- **PROMPT**: What you return must match the records character for character.

*** RECORDS Section Begins ***

PR #2223, opened 2016-09-05
netmap: Ignore interface 'up' status

michalpurzynski:
Let's ignore interface status as reported in kernel, when using kernel bypass packet capture mechanisms.

I have tested it and it presents no issues whatsoever (on FreeBSD).


inliniac:
Can you give this a commit message more in line with our style. Something like: "netmap: ignore interface 'up' status". You can leave out that it works, that is implied by the PR :)

michalpurzynski:
Your wish... etc ;)

inliniac:
You changed the pull request title, not the commit message. The commit message is what gets recorded in the git history, so that is what I care about most.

*** RECORDS Section Ends ***

- **TASK ANSWER**:
PR #2223, opened 2016-09-05
netmap: Ignore interface 'up' status

michalpurzynski:
Let's ignore interface status as reported in kernel, when using kernel bypass packet capture mechanisms.

I have tested it and it presents no issues whatsoever (on FreeBSD).


inliniac:
Can you give this a commit message more in line with our style. Something like: "netmap: ignore interface 'up' status". You can leave out that it works, that is implied by the PR :)

michalpurzynski:
Your wish... etc ;)

inliniac:
You changed the pull request title, not the commit message. The commit message is what gets recorded in the git history, so that is what I care about most.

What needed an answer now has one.